著者：Sera Khandro、翻訳：Adam Pearcey、2025年

原文	人間による翻訳	機械翻訳
ཀ་དག་སྤྲོས་བྲལ་འོད་གསལ་རིག་པའི་དབྱིངས༔ ལྷུན་གྲུབ་སྣང་ཆ་མ་འགགས་སྒྱུ་འཕྲུལ་གར༔ ཐུགས་རྗེ་རྒྱལ་བ་ཀུན་གྱི་ཡུམ་གཅིག་མ༔ རྗེ་བཙུན་ཨཱརྗེ་ཏཱ་རེ་ཚེ་སྦྱིན་དཔལ༔ གསོལ་བ་འདེབས་སོ་རླུང་སེམས་དབང་བསྡུས་ནས༔ ཚེ་དང་བསོད་ནམས་འཕེལ་བར་མཛད་དུ་གསོལ༔	Out of the primordially pure unelaborate space of luminous awareness, As the magical manifestation of unobstructed spontaneous presence, Arises the compassionate one, the one and only mother of all victorious ones, Noble Lady Ārya Tārā, glorious bestower of longevity, To you I pray!

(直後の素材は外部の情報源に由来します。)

PR #20107, opened 2025-12-03
refactor(trie): move revealed paths tracking into SerialSparseTrie

### LINKED ISSUE #14378: Keep revealed sparse trie paths on trie level
should we keep these on trie level instead?

_Originally posted by @rkrasiuk in https://github.com/paradigmxyz/reth/pull/14370#discussion_r1949548483_

Himess:
## Summary

  - Moves `revealed` paths tracking from separate collections in `SparseStateTrie` into the `SerialSparseTrie` struct itself
  - Adds revealed path methods to `SparseTrieInterface` trait for unified access
  - Simplifies code by removing redundant tracking in `StorageTries`

  Closes #14378


mediocregopher:
I'm sorry to say I don't think this is an impactful change at this point; we don't use SerialSparseTrie by default anymore, and in any case we will be reworking heavily how proofs/revealed nodes are tracked in an upcoming refactor. In the future please make sure to double check on the issue and get it assigned, especially for an older one like this :bow:

PR #20108, opened 2025-12-03
fix: set minimum pruning distance to 64 blocks for trie changesets

joshieDo:
Right now 10k is too much, leading to big tables. And the pipeline stage trims them to 64 blocks anyway, resulting in a potential big freelist.


mattsse (approved):
makes sense

mediocregopher (approved):

PR #20671, opened 2025-12-29
chore(stages): use with_capacity() at populate_range()

figtracer:
uses the provided range of blocks to allocate the vector


mattsse (approved):
this is safe and we can easily do this, ty!

PR #20672, opened 2025-12-29
chore: shrink outgoing broadcast messages

mattsse:
the number of items per peer specific message is dynamic and is buffered internally and also immutable, we can freeze the vecs before emitting it to avoid having over allocated capacity for the time this message is buffered


DaniPopes (approved):

yongkangc (approved):
Ah nice find

PR #20674, opened 2025-12-30
perf(provider): optimize RocksDB history pruning with changeset-based approach

meetrick:
## Summary
Optimizes `StoragesHistory` and `AccountsHistory` pruning in RocksDB by using
MDBX changesets instead of iterating the entire history tables.
- Closes #20417

## Problem
During consistency checks (e.g. after crash recovery), RocksDB history pruning
currently scans the entire `StoragesHistory` / `AccountsHistory` tables to
delete entries above a given block.

On mainnet-scale databases, this results in unnecessary full table scans and
slow startup times.

## Solution
Use MDBX `StorageChangeSets` and `AccountChangeSets` to identify only the
(address, key) pairs that changed in the excess block range, and prune
corresponding history entries using `iter_from` seeks.

If changeset data is unavailable or incomplete, the logic safely falls back
to a full table scan to preserve correctness.

### Key Changes
- Add `iter_from` to `RocksDBProvider` for efficient seek-based iteration
- Prune history entries based on MDBX changesets instead of full scans
- Retain a full-scan fallback for safety
- Add a defensive check to catch missed entries in edge cases

## Testing
- All existing RocksDB invariant tests pass
- Added tests to verify the defensive fallback when changesets are incomplete:
  - `test_storages_history_defensive_check_catches_missed_entries`
  - `test_accounts_history_defensive_check_catches_missed_entries`


gakonst:
@rjected shouldn't this work w static file changesets too?

Rjected:
@meetrick I'm referring to this PR https://github.com/paradigmxyz/reth/pull/18882 which we will merge soon, and we will be rolling it out with the rocksdb storage code. Since it's not merged yet I don't expect this PR to change, but I would expect the direct DB calls to be replaced with methods that use providers once it is merged

Issue #20667, opened 2025-12-29
Avoid event mutex locking


mattsse:
### Describe the feature

we have this event listener:

https://github.com/paradigmxyz/reth/blob/05ed753e58fef9780ef9f74c4e9337c5bb1e2635/crates/transaction-pool/src/pool/mod.rs#L288-L290

that is only intended for special use cases (e.g. subscribe to events by a specific tx)
but we always obtain a write lock in some paths:

https://github.com/paradigmxyz/reth/blob/05ed753e58fef9780ef9f74c4e9337c5bb1e2635/crates/transaction-pool/src/pool/mod.rs#L615-L615

we do have is_empty to short circuit, but this still requires obtaining a lock

https://github.com/paradigmxyz/reth/blob/05ed753e58fef9780ef9f74c4e9337c5bb1e2635/crates/transaction-pool/src/pool/listener.rs#L122-L126

https://github.com/paradigmxyz/reth/blob/05ed753e58fef9780ef9f74c4e9337c5bb1e2635/crates/transaction-pool/src/pool/mod.rs#L792-L795

since we don't make use of these event channels in any vanilla code, we can further optimize this keep track of whether we have previously added a subscription (e.g. in an atomicbool) then we can check this first before we try to acquire the lock.
the bool is then set the first time a subscription is installed

https://github.com/paradigmxyz/reth/blob/05ed753e58fef9780ef9f74c4e9337c5bb1e2635/crates/transaction-pool/src/pool/mod.rs#L281-L290

@0xKarl98

PR #20678, opened 2025-12-30
feat: avoid mutex locking

0xKarl98:
This closes issue #20667
### ChangeSet

-  Implemented an event-listener fast path in the txpool to avoid acquiring the event_listener write lock when no listeners are present 

- Added an atomic listener-activity flag that is set on first subscription and can be reset when all listeners are gone

- Centralized the repeated lock/check/broadcast/update pattern into a single helper (with_event_listener) to reduce duplication and keep the event emission logic cohesive.

cc @mattsse

### DIFF
--- a/crates/transaction-pool/src/pool/mod.rs
+++ b/crates/transaction-pool/src/pool/mod.rs
@@ -309,18 +309,18 @@ where
 
     #[inline]
     fn has_event_listeners(&self) -> bool {
-        self.has_event_listeners.load(Ordering::Acquire)
+        self.has_event_listeners.load(Ordering::Relaxed)
     }
 
     #[inline]
     fn mark_event_listener_installed(&self) {
-        self.has_event_listeners.store(true, Ordering::Release);
+        self.has_event_listeners.store(true, Ordering::Relaxed);
     }
 
     #[inline]
     fn update_event_listener_state(&self, listener: &PoolEventBroadcast<T::Transaction>) {
         if listener.is_empty() {
-            self.has_event_listeners.store(false, Ordering::Release);
+            self.has_event_listeners.store(false, Ordering::Relaxed);
         }
     }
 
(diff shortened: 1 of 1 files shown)


crates/transaction-pool/src/pool/mod.rs
```diff
@@ -279,14 +290,53 @@ where
...
-        self.event_listener.write().subscribe_all()
+        let mut listener = self.event_listener.write();
+        let events = listener.subscribe_all();
+        self.mark_event_listener_installed();
+        events
+    }
+
+    #[inline]
+    fn has_event_listeners(&self) -> bool {
+        self.has_event_listeners.load(Ordering::Acquire)
```
mattsse: we can use relaxed here, we dont need to strictly enforce any ordering here

crates/transaction-pool/src/pool/mod.rs
```diff
@@ -279,14 +290,53 @@ where
...
+
+    #[inline]
+    fn mark_event_listener_installed(&self) {
+        self.has_event_listeners.store(true, Ordering::Release);
+    }
+
+    #[inline]
+    fn update_event_listener_state(&self, listener: &PoolEventBroadcast<T::Transaction>) {
+        if listener.is_empty() {
+            self.has_event_listeners.store(false, Ordering::Release);
```
mattsse: same here

crates/transaction-pool/src/pool/mod.rs
```diff
@@ -815,7 +850,7 @@ where
             for tx in &discarded {
                 listener.discarded(tx.hash());
             }
-        }
+        });
```
mattsse:
```suggestion
        })
```

mattsse (changes requested):
this is great, only a few tiny suggestions

mattsse (approved):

Take control of my vital winds and mind, And increase my lifespan and merit!	Within the space of awareness—primordial purity free of elaboration— Illusory dance of spontaneously present appearances unceasing Only mother of all the buddhas of compassion Noble Ārya Tārā glorious Tārā To you I pray: bringing the vāyu-mind under control And increase our lifespan and merit.